Трезво просчитывая все риски, дал себе слово не лезть на вершину, на Эверест – на этом клочке место найдется лишь одному.

Я видел себя вторым. Но – не третьим.

2

В лидеры меня не тянуло. Всякое первенство предполагает почти непременное одиночество, а от него исходит холод.

Жить в этом климате день за днем и неуютно, и опасно, выстудить можно себя самого.

Но эта опасность мне не грозила. Ибо по милости небес я от рождения был ледовит, и не было никаких причин меня дополнительно подмораживать.

В самых отчаянных переплетах я крепко держал себя в руках. И знал, что могу на себя положиться.

3

Я понял – и сравнительно быстро, – что следует себя ограничивать. Но не чрезмерно. Так, ненароком, можно и вовсе сойти с дистанции.

Мне было проще ее держать. Я был нацелен на серебро.

Но повторяю – не на бронзу.

4

Есть много достаточно убедительных, достаточно веских преимуществ, которые достаются второму.

Необязательно днем и ночью жариться под прожекторами – ему предоставляется право на часть пространства и личную жизнь.

Он может лелеять любимую женщину, иметь персональные пристрастия.

Он не несет прямой ответственности за судьбоносные решения и за непопулярные меры.

Ему доступны многие блага, и с ним не связывают несчастья.

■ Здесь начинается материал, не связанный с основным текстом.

PR #1875, opened 2025-08-19
feat(truss): Multinode metrics

rcano-baseten:
## :rocket: What
`truss train metrics --job-id <job id>` 

* standardize use of `usage` (raw) vs `utilization` (percentage) 
* standardize capitalization
* Multinode metrics for training 
image

## :computer: How
* use layouts instead of columns 
* Iterate through the per node metrics

### DIFF
--- a/truss/cli/train/metrics_watcher.py
+++ b/truss/cli/train/metrics_watcher.py
@@ -4,6 +4,7 @@ import traceback
 from typing import Any, Dict, List, Optional, Tuple, cast
 
 from rich.columns import Columns
+from rich.layout import Layout
 from rich.live import Live
 from rich.table import Table
 from rich.text import Text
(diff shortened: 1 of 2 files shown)


aghilann:
What does utilization for Ephemeral Storage mean? How much disk space is used out of the total? Can we mention the max?

aghilann:
Also update the image with the latest version if you made changes which update how it looks

truss/cli/train/metrics_watcher.py
```diff
@@ -96,49 +97,134 @@ def _maybe_format_storage_table_row(
...
-    def _create_compute_table(self, metrics_data: Dict) -> Table:
-        table = Table(title="Compute Metrics")
-        table.add_column("Metric")
-        table.add_column("Value")
+        tables = []
+
+        # Get timestamp for display at the top
+        timestamp = self._get_timestamp_from_metrics(metrics_data)
+
+        # Create unified node metrics tables
```
aghilann: Do we really need comments like this?

truss/cli/train/metrics_watcher.py
```diff
@@ -96,49 +97,134 @@ def _maybe_format_storage_table_row(
...
+    def _create_unified_node_metrics_tables(self, metrics_data: Dict) -> List[Table]:
+        """Create tables for node metrics, handling both single and multi-node scenarios"""
+        tables = []
+
+        # Check if we have per_node_metrics (required by updated API)
+        per_node_metrics = metrics_data.get("per_node_metrics", [])
+
+        if not per_node_metrics:
+            # Job is likely just starting up - show waiting message
+            from rich.text import Text
```
aghilann, line 163: Do we need conditional imports like this, instead of putting everything at the top level? I like scoped imports, but I think you once told me not to use them since we don’t do that anywhere else.

truss/cli/train/metrics_watcher.py
```diff
@@ -96,49 +97,134 @@ def _maybe_format_storage_table_row(
...
+        return None
+
+    def _create_unified_node_metrics_tables(self, metrics_data: Dict) -> List[Table]:
+        """Create tables for node metrics, handling both single and multi-node scenarios"""
+        tables = []
+
+        # Check if we have per_node_metrics (required by updated API)
+        per_node_metrics = metrics_data.get("per_node_metrics", [])
+
+        if not per_node_metrics:
```
aghilann, line 160: Extremely pedantic and opinionated nit, per_node_metrics == [] might be clearer to the reader, since it explicitly shows that per_node_metrics is an empty array rather than just some arbitrary falsy value.

truss/cli/train/metrics_watcher.py
```diff
@@ -96,49 +97,134 @@ def _maybe_format_storage_table_row(
...
+        if cpu_usage is not None or cpu_memory is not None:
+            table.add_section()
 
         # GPU metrics - grouped by GPU ID
-        gpu_metrics = metrics_data.get("gpu_utilization", {})
-        gpu_memory = metrics_data.get("gpu_memory_usage_bytes", {})
+        gpu_metrics = metrics.get("gpu_utilization", {})
+        gpu_memory = metrics.get("gpu_memory_usage_bytes", {})
 
         for gpu_id in sorted(set(gpu_metrics.keys()) | set(gpu_memory.keys())):
```
aghilann: nit: extract and name this variable, it took me a while to read the code and determine what it actually contains.

truss/cli/train/metrics_watcher.py
```diff
@@ -158,27 +244,76 @@ def _create_compute_table(self, metrics_data: Dict) -> Table:
             if gpu_id != max(set(gpu_metrics.keys()) | set(gpu_memory.keys())):
```
aghilann: If you make the line above a variable, we can just do max on it.

aghilann:
Don't need to do in this PR but export all this as a JSON via a --download or --json flag is a nice to have in the future. I could honestly handle that later on.

aghilann (approved):

truss/cli/train/metrics_watcher.py
rcano-baseten: removed

truss/cli/train/metrics_watcher.py
rcano-baseten: There is no semantic difference between `[]` and `None` - I think this is pretty canoncial python as well. Distinguishing between `[]` and `None` creates unnecessary complexity

truss/cli/train/metrics_watcher.py
rcano-baseten: yeah this is bad code. Updated to be much more simple

truss/cli/train/metrics_watcher.py
rcano-baseten: i think we just need to do enumerate and check if we are the last idx

PR #1879, opened 2025-08-21
draft api

rcano-baseten:

### DIFF
--- a/truss-train/truss_train/restore_from_checkpoint.py
+++ b/truss-train/truss_train/restore_from_checkpoint.py
@@ -1,0 +1,39 @@
+import truss_train
+
+# Default - restores checkpoints from the previous checkpointing job in the project
+# Restores all contents
+restore_config = truss_train.RestoreFromCheckpointConfig(enabled=True)
+
+# Restore only the latest chcekpoint
+restore_config = truss_train.RestoreFromCheckpointConfig(
+    enabled=True, restore=truss_train.RestoreCheckpoint(most_recent_checkpoint=True)
+)
+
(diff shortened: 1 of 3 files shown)


truss-train/truss_train/restore_from_checkpoint.py
```diff
@@ -0,0 +1,39 @@
+import truss_train
```
aghilann, line 1: When a Training Job fails, people will probably want to just run a command rather than modify the `config.py`. I’m imagining a wizard that asks questions similar to `deploy_checkpoints`. On the other hand, since flags like most_recent_checkpoint can be left on, maybe we don’t need to make this more complex than necessary.

rcano-baseten: yeah the goal with most_recent_checkpoint or using the latest job by default was to make that part automatic

truss-train/truss_train/restore_from_checkpoint.py
```diff
@@ -0,0 +1,39 @@
...
+restore_config = truss_train.RestoreFromCheckpointConfig(
+    enabled=True, restore=truss_train.RestoreCheckpoint(most_recent_checkpoint=True)
+)
+
+# Restore so that the contents are stored in a specific subdirectory
+restore_config = truss_train.RestoreFromCheckpointConfig(
+    enabled=True,
+    restore=truss_train.RestoreCheckpoint(most_recent_checkpoint=True),
+    mount_subdir="previous_ckpts",
+)
```
bolasim, line 17: Can you add an example of it works using checkpoint name? that's not very obvious to me

PR #1881, opened 2025-08-21
fix(truss): make the passing in the chat template more robust BT-15187

aghilann:
## \:rocket: What

If `chat_template.jinja` exists at the top level (which it usually should), pass it in explicitly. If it does not exist there, it should be defined inside `tokenizer_config.json`. vLLM does not implicitly find a Jinja template if it is not passed in. Due to a change in Transformers, the `chat_template` key is no longer included inside `tokenizer_config.json`.

[PR where HF removed the `chat_template` field in the tokenizer](https://github.com/huggingface/transformers/pull/36588)

## \:microscope: Testing

Ran the code to ensure the model starts correctly and I can chat it, With `chat_template.jinja` at the top level versus defined inside `tokenizer_config.json` - both cases of the if statement. Actually talked to the model with the chat endpoint, not just waiting for it to come up.

### DIFF
--- a/truss/cli/train/deploy_checkpoints/deploy_full_checkpoints.py
+++ b/truss/cli/train/deploy_checkpoints/deploy_full_checkpoints.py
@@ -17,6 +17,7 @@ from .deploy_checkpoints_helpers import (
 # NB(aghilan): Transformers was recently changed to save a chat_template.jinja file instead of inside the tokenizer_config.json file.
 # Old Models will not have this file, so we check for it and use it if it exists.
 # vLLM will not automatically resolve the chat_template.jinja file, so we need to pass it to the start command.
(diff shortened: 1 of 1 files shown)


truss/cli/train/deploy_checkpoints/deploy_full_checkpoints.py
```diff
@@ -14,12 +14,18 @@
     setup_environment_variables_and_secrets,
 )
 
+# NB(aghilan): Transformers was recently changed to save a chat_template.jinja file instead of inside the tokenizer_config.json file.
```
rcano-baseten, line 17: what version? might be helpful to know when it's safe to remove this logic/change this logic?

rcano-baseten (approved):
if we need to extend this at all in the future, we should probably send information back from the server about the checkpoint

PR #1888, opened 2025-08-25
feat(truss): paginated queries to backend for logs

aghilann:

### DIFF
--- a/truss/remote/baseten/api.py
+++ b/truss/remote/baseten/api.py
@@ -25,6 +25,9 @@ API_URL_MAPPING = {
 # using the production api routes
 DEFAULT_API_DOMAIN = "https://api.baseten.co"
 
+# Maximum number of iterations to prevent infinite loops when paginating logs
+MAX_ITERATIONS = 1000
+
 
 def _oracle_data_to_graphql_mutation(oracle: b10_types.OracleData) -> str:
     args = [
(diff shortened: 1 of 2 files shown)


truss/remote/baseten/api.py
```diff
@@ -25,6 +25,12 @@
 # using the production api routes
 DEFAULT_API_DOMAIN = "https://api.baseten.co"
 
+# Maximum number of iterations to prevent infinite loops when paginating logs
+MAX_ITERATIONS = 1000
```
rcano-baseten: maybe bump this to 10k

truss/remote/baseten/api.py
```diff
@@ -669,6 +675,172 @@ def get_training_job_logs(
...
+            Dictionary of query parameters with None values removed
+        """
+        query_body = {
+            "start_epoch_millis": start_time,
+            "end_epoch_millis": end_time,
+            "limit": batch_size,
+            "direction": "asc",  # Get logs in ascending order (oldest first)
+        }
+
+        # Remove None values from query body
```
rcano-baseten: nit: remove comment

truss/remote/baseten/api.py
```diff
@@ -669,6 +675,172 @@ def get_training_job_logs(
...
+        Args:
+            batch_logs: List of logs from the current batch
+            job_id: The job ID for logging
+            iteration: Current iteration number for logging
+            batch_size: Expected batch size
+
+        Returns:
+            Tuple of (should_continue, next_start_time)
+        """
+        MILLISECOND_IN_NANOSECOND = 1_000_000
```
rcano-baseten: nit: this is a bit unclear I'd suggest `NANOSECONDS_PER_MILLISECOND`

truss/remote/baseten/api.py
```diff
@@ -669,6 +675,172 @@ def get_training_job_logs(
...
+            return False, None
+
+        # If we got fewer logs than the batch size, we've reached the end
+        if len(batch_logs) < batch_size:
+            logging.info(
+                f"Reached end of logs for job {job_id} at iteration {iteration}"
+            )
+            return False, None
+
+        # Get the timestamp of the last log in this batch to use as start for next iteration
```
rcano-baseten: can this comment instead tell us why we need to do divide?

truss/remote/baseten/api.py
```diff
@@ -669,6 +675,172 @@ def get_training_job_logs(
...
+        last_log_timestamp = (
+            int(batch_logs[-1]["timestamp"]) // MILLISECOND_IN_NANOSECOND
+        )
+
+        # Update start time for next iteration (add 1ms to avoid overlap)
```
rcano-baseten: do we need these comments?

truss/remote/baseten/api.py
```diff
@@ -669,6 +675,172 @@ def get_training_job_logs(
...
+
+        Returns:
+            List of all logs in chronological order (oldest first)
+        """
+        all_logs = []
+        iteration = 0
+        current_start_time = None
+        current_end_time = None
+
+        while iteration < MAX_ITERATIONS:
```
rcano-baseten: can we make this a for loop instead of while? in general that is safer

truss/remote/baseten/api.py
```diff
@@ -669,6 +675,172 @@ def get_training_job_logs(
...
+
+                if not should_continue:
+                    break
+
+                current_start_time = next_start_time
+                iteration += 1
+
+            except requests.HTTPError as e:
+                if 500 <= e.response.status_code < 600:
+                    batch_size = self._handle_server_error_backoff(
```
rcano-baseten: doing things like this might favor a pattern where we instantiate an object like "BatchedLogFetcher" or somehting like that, and this type of error can modify a param like `self._batch_size` - not necessary, but something to consider

rcano-baseten: at what point does the batch size get so small that we should give up and say "it's a 500 for some other reason"

truss/remote/baseten/api.py
```diff
@@ -669,6 +675,172 @@ def get_training_job_logs(
...
+    ) -> List[Any]:
+        """
+        Fetch a single batch of logs from the API.
+        """
+        resp_json = self._rest_api_client.post(
+            f"v1/training_projects/{project_id}/jobs/{job_id}/logs", body=query_params
+        )
+        return resp_json["logs"]
+
+    def _handle_server_error_backoff(
```
rcano-baseten: for functions that don't require a "self" - could we make them staticmethod?

truss/remote/baseten/api.py
aghilann: It is not obvious from reading the code why we are adding the 1, I removed most of the comments

truss/remote/baseten/core.py
```diff
@@ -465,3 +478,206 @@ def validate_truss_config_against_backend(api: BasetenApi, config: str):
...
+        self.project_id = project_id
+        self.job_id = job_id
+        self.batch_size = batch_size
+        self.iteration = 0
+        self.current_start_time = None
+        self.current_end_time = None
+        self._initialize_time_window()
+
+    def _initialize_time_window(self):
+        training_job = self.api.get_training_job(self.project_id, self.job_id)
```
aghilann, line 588: By setting some values to begin with, I was able to get all the logs.

truss/remote/baseten/api.py
```diff
@@ -669,6 +669,39 @@ def get_training_job_logs(
...
+
+        Args:
+            project_id: The project ID
+            job_id: The job ID
+            batch_size: Number of logs to fetch per request (max 1000)
+
+        Returns:
+            List of all logs in chronological order (oldest first)
+        """
+        from truss.remote.baseten.core import (
```
rcano-baseten: what's the reasoning for the inline import? If there's a circular dependency, we should attempt to refactor so that isn't the case

rcano-baseten (approved):
one comment, but otherwise looks good! 

Side note about the abstraction - the utility you've added is robust iteration through logs. At some point, if Inference wants this, they'll need to decouple it from training jobs. I don't think we need to do this today, but if this was a platform-style task, I'd ask you to decouple these things by having the caller pass in an object that implements the interface fetch_logs(params) or something like that. 

Overall things look good and let's not build ahead of ourselves.

truss/remote/baseten/api.py
aghilann: Thanks for catching that, surprised the linter did not. Unused dead-code.

PR #1890, opened 2025-08-28
feat(truss): Truss train init + deploy logging minor change [BT-14724]

nidhihrmth:
### truss train init [--target-directory] [--examples]
Enable users to initialize resources/directory structure to start training similar to `truss init`

#### Initialize empty training project structure that runs - no example
If a directory is passed, saves config.py and run.sh there. If not, creates a directory called `truss-train-init` and saves files there.
image

If target directory is passed, files get written in that location. 
image

#### Initialize multiple examples
Allow passing multiple examples to be cloned locally. Each example exists within its subfolder. If a directory is passed such as `truss train init --target-directory xyz`, all examples will reside in subdirs within `xyz`.

image

#### Initialize one example (or more) in a particular location
If only one example chosen with a location desired, create example folder/s within this location.

image

No target-directory 
image

#### If example doesn't exist, provide user with available options 
image

#### list examples
image

### Other small changes
- Update initializing log message in `truss train deploy_checkpoints` to make it clear that we can choose multiple checkpoints. 
  - Changed from `Select the checkpoint to deploy. Use spacebar to select/deselect.` to `Use spacebar to select/deselect checkpoints to deploy. Press enter when done.`
- Update folder name to be continuous so it is easily modifiable via terminal/code. 
From 
image
to
image

## :computer: How

New template dir, ls of ml-cookbook

## :microscope: Testing

Unit tests with 
```
truss/tests/cli/train
pytest test_train_init.py
pytest test_deploy_checkpoints.py
```


truss/cli/train_commands.py
```diff
@@ -346,3 +349,54 @@ def download_checkpoint_artifacts(job_id: Optional[str], remote: Optional[str])
     except Exception as e:
         error_console.print(f"Failed to download checkpoint artifacts data: {str(e)}")
         sys.exit(1)
+
+
+@train.command(name="init")
+@click.argument("target_dir", required=False)
```
rcano-baseten: do we want to allow the user to pass in an example string? This will help create easily copyable one line commands to help with getting started?

truss/cli/train_commands.py
```diff
@@ -346,3 +349,54 @@ def download_checkpoint_artifacts(job_id: Optional[str], remote: Optional[str])
...
+@common.common_options()
+def init_training_job(target_dir: str) -> None:
+    try:
+        example_options = train_cli._get_train_init_example_options()
+        if example_options:
+            selected_options = train_cli._select_multiple_examples(example_options)
+        else:  # if some error in fetching examples, proceed with bare-metal init
+            selected_options = []
+
+        # No examples selected, initialize bare-metal structure
```
rcano-baseten: Instead of `bare-metal`, which I think has a lot of connotations associated with it (https://www.databank.com/resources/blogs/what-is-bare-metal-meaning/) - so I'm wondering if it's better to use "empty project" or something of that sort. TLDR, I don't think we should use bare-meta/Baremetal

truss/cli/train_commands.py
```diff
@@ -346,3 +349,54 @@ def download_checkpoint_artifacts(job_id: Optional[str], remote: Optional[str])
     except Exception as e:
         error_console.print(f"Failed to download checkpoint artifacts data: {str(e)}")
         sys.exit(1)
+
+
+@train.command(name="init")
+@click.argument("target_dir", required=False)
+@common.common_options()
+def init_training_job(target_dir: str) -> None:
```
rcano-baseten: I think this might need to be `Optional[str]`

truss/cli/train_commands.py
```diff
@@ -346,3 +349,54 @@ def download_checkpoint_artifacts(job_id: Optional[str], remote: Optional[str])
...
+        if example_options:
+            selected_options = train_cli._select_multiple_examples(example_options)
+        else:  # if some error in fetching examples, proceed with bare-metal init
+            selected_options = []
+
+        # No examples selected, initialize bare-metal structure
+        if not selected_options:
+            if target_dir is None:
+                target_dir = "truss-train-init"
+            console.print(f"Initializing bare-metal training directory at {target_dir}")
```
rcano-baseten: it might be helpful to convert target_dir to a `Path` type after we're sure it exists. It's a bit more convenient for working with

truss/templates/train/config.py
```diff
@@ -0,0 +1,47 @@
...
+# private images via AWS IAM or GCP Service Account authentication.
+BASE_IMAGE = "pytorch/pytorch:2.7.0-cuda12.8-cudnn9-runtime"
+
+# 2. Define the Runtime Environment for the Training Job
+# This includes start commands and environment variables.
+# Secrets from the baseten workspace like API keys are referenced using
+# `SecretReference`.
+training_runtime = definitions.Runtime(
+    start_commands=[  # Example: list of commands to run your training script
+        # "pip install -r requirements.txt", # pip install requirements on top of base image
```
rcano-baseten: we can remove this line - i don't think it's super helpful to have multiple start commands.

truss/cli/train_commands.py
```diff
@@ -381,6 +384,64 @@ def download_checkpoint_artifacts(job_id: Optional[str], remote: Optional[str])
...
+
+        if target_dir is None:
+            target_dir = os.getcwd()
+        for example_to_download in selected_options:
+            download_info = train_cli._get_train_init_example_info(
+                example_name=example_to_download
+            )
+            if (
+                len(selected_options) > 1
+            ):  # if only 1 example is selected, no subdirs with example names
```
rcano-baseten: what are your thoughts on keeping the folder structure the same no matter the number of options? And if there's one option, perhaps we can `cd` into that directory?

truss/cli/train_commands.py
```diff
@@ -381,6 +384,64 @@ def download_checkpoint_artifacts(job_id: Optional[str], remote: Optional[str])
         sys.exit(1)
 
 
+@train.command(name="init")
+@click.option("--target_dir", type=str, required=False)
```
rcano-baseten: let's prefer hyphens, since I think this is more widely adopted in the CLI

rcano-baseten (commented):
Looks great so far - left a couple comments - lmk if you want to discuss

PR #1891, opened 2025-08-28
feat(truss): support whisper checkpoints

aghilann:
## :rocket: What

Adds support for deploy checkpoints to work with Whisper models.

## :computer: How

Added checks for Whisper models along the way and set up a new `deploy_whisper_checkpoints.py` file with all utilities.

## :microscope: Testing

Wrote unit tests, ran the code, and verified that the deployed model came up. I’ll do an additional sanity check later by passing in an audio file to verify that it can transcribe correctly.

### DIFF
--- a/truss/cli/train/deploy_from_checkpoint_config_whisper.yml
+++ b/truss/cli/train/deploy_from_checkpoint_config_whisper.yml
@@ -1,0 +1,15 @@
+base_image:
+  image:  vllm/vllm-openai:latest
+
+docker_server:
+  start_command: sh -c "" # replaced when deploying
+  readiness_endpoint: /health
+  liveness_endpoint: /health
+  predict_endpoint: /v1/audio/transcriptions
+  server_port: 8000
+runtime:
+  predict_concurrency : 256
+environment_variables:
+  VLLM_LOGGING_LEVEL: WARNING
+  VLLM_USE_V1: 0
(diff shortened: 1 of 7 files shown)


truss/cli/train/deploy_from_checkpoint_config_whisper.yml
```diff
@@ -0,0 +1,15 @@
...
+  image:  vllm/vllm-openai:latest
+
+docker_server:
+  start_command: sh -c "" # replaced when deploying
+  readiness_endpoint: /health
+  liveness_endpoint: /health
+  predict_endpoint: /v1/audio/transcriptions
+  server_port: 8000
+runtime:
+  predict_concurrency : 256
```
aghilann, line 11: @nidhihrmth I took this number from your PR, is this reasonable?

rcano-baseten (approved):
lgtm!

truss/cli/train/deploy_from_checkpoint_config_whisper.yml
nidhihrmth: Yes this is fine - this is likely only for experimenting since we have optimized whisper deployment. Did you test it with something like this - https://github.com/basetenlabs/ml-cookbook/blob/nh/whisper_deploy_vllm/examples/whisper/inference/run_inference_example.py ?

nidhihrmth (approved):

PR #1893, opened 2025-08-28
fix(truss): move date-util into dev dependencies

aghilann:
## :rocket: What
Ran uv sync after updating the `pyproject.toml` to update the `uv.lock`


nnarayen (approved):
Thanks!

PR #1895, opened 2025-08-29
truss-transfer: Fix hf, gcs secrets stuff

michaelfeil:


truss-transfer/src/create/hf_metadata.rs
```diff
@@ -78,31 +78,41 @@ pub async fn get_hf_metadata(
     revision: &str,
     filename: &str,
 ) -> Result<HfFileMetadata, HfError> {
+    // Define HuggingFace-specific header constants
+    // const HUGGINGFACE_HEADER_X_REPO_COMMIT: &str = "X-Repo-Commit";
+    const HUGGINGFACE_HEADER_X_LINKED_ETAG: &str = "X-Linked-Etag";
+    const HUGGINGFACE_HEADER_X_LINKED_SIZE: &str = "X-Linked-Size";
```
michaelfeil, line 84: fixes a customer issue, where the size is incorrectly stored as "context-size", which would happen for small-ish files such as 10MB that are stored not in xet. I assume they are stored on some third system.

PR #2473, opened 2026-05-26
trt_llm/validation: fix AttributeError on class-level assignments and misleading class-not-found error

Dev-X25874:
## :rocket: What

Fixes two bugs in `truss/trt_llm/validation.py` inside `_verify_has_class_init_arg`:

1. **`AttributeError` crash** when a model class contains class-level attribute assignments (e.g. `x = 1`). The inner loop over the class body visited all statement nodes, but `ast.Assign` and similar nodes do not have a `.name` attribute — causing an unhandled `AttributeError` at runtime.

2. **Misleading error message** when the target class is not found in the source file at all. Previously, both "class not found" and "class has no `__init__`" produced the same error text, leaving users confused about whether their class name was wrong or simply missing an `__init__`.

## :computer: How

- Guarded the `child.name` access with `isinstance(child, ast.FunctionDef)` so only function nodes are checked — eliminating the `AttributeError` on `ast.Assign`, `ast.AnnAssign`, `ast.Expr` (docstrings), etc.
- Introduced a separate `model_class_found` flag tracked at the class-loop level. If the named class is absent entirely, a distinct, accurate error is raised (`"Model class \`{class_name}\` was not found in the model file"`), separate from the existing "no `__init__`" error.
- Removed the now-unnecessary `# type: ignore[attr-defined]` comments.

## :microscope: Testing

- Added a new parametrize entry to `test_has_class_init_arg` covering a class with a class-level assignment (`class_attr = "hello"`); this test crashed with `AttributeError` before the fix and passes after.
- Added `test_class_not_found_error_message_is_accurate` which asserts the raised `ValidationError` matches `"not found"` when a non-existent class name is passed; previously the wrong message was returned.
- All existing tests in `truss/tests/trt_llm/test_validation.py` continue to pass unchanged.

### DIFF
--- a/truss/tests/trt_llm/test_validation.py
+++ b/truss/tests/trt_llm/test_validation.py
@@ -62,6 +62,18 @@ class Model:
             "foo",
             False,
         ),
+        # class body has a class-level assignment — must not crash with AttributeError
+        (
+            """
+class Model:
+    class_attr = "hello"
+    def __init__(self, foo):
+        pass
+            """,
+            "Model",
+            "foo",
+            False,
+        ),
     ],
 )
 def test_has_class_init_arg(src, expected_arg, class_name, expected_to_raise):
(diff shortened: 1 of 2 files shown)


cretz (approved):
Both changes make sense to me, thanks! (confirmed in #2467 this user signed CLA)

PR #2474, opened 2026-05-27
Fail fast when weights metadata resolves no files

### LINKED ISSUE #2354: When S3 path/regex bad for weights, container still starts

RitwijParmar:
## Summary
- fail cloud weights metadata extraction when an S3/GCS/Azure/R2 prefix lists zero objects
- fail when allow_patterns / ignore_patterns filter every listed object
- add the same empty-filter guard to Hugging Face metadata filtering
- add focused filter tests for no-match and empty-listing cases

Fixes #2354.

## Validation
- git diff --check

Note: cargo is not installed in this environment, so I could not run cargo fmt or the Rust unit tests locally. I kept the change scoped to truss-transfer metadata/filtering paths and added tests for the pure filtering guard.

### DIFF
--- a/truss-transfer/src/create/common_metadata.rs
+++ b/truss-transfer/src/create/common_metadata.rs
@@ -64,6 +64,8 @@ pub async fn extract_cloud_metadata<T: CloudMetadataProvider>(
         };
 
         let mut list_stream = object_store.list(Some(&prefix_path));
+        let mut listed_objects = 0usize;
+        let mut matched_objects = 0usize;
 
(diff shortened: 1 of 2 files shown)


cretz:
Hi @RitwijParmar, thanks for the contribution! Can you sign the CLA (can do so by clicking the badge in the above comment)?

michaelfeil (approved):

Одна беда – его донимает неутоленная жажда быть первым.

5

Есть разного рода несовершенства. Иные пороки отлично смотрятся.

Возьмем для примера такие свойства, как дерзость, упрямство или заносчивость.

Здесь важен единственно угол зрения.

И дерзость под умелым пером предстанет юношеской отвагой, упрямство – упорством, а заносчивость – гордым стремлением к независимости.

Но прежде, чем сделать решающий выбор, необходимо как можно тщательней исследовать свои лабиринты.

6

Это нелегкая обязанность. Следует быть нелицеприятным, а это непросто, когда приходится судить о человеке, столь близком, неотделимом от вас самого.

Хочется быть предельно бережным, безукоризненно деликатным, увидеть себя в таком освещении, чтобы остаться в ладу с собой.

Испытываешь зависть к писателям, способным на беспощадную исповедь.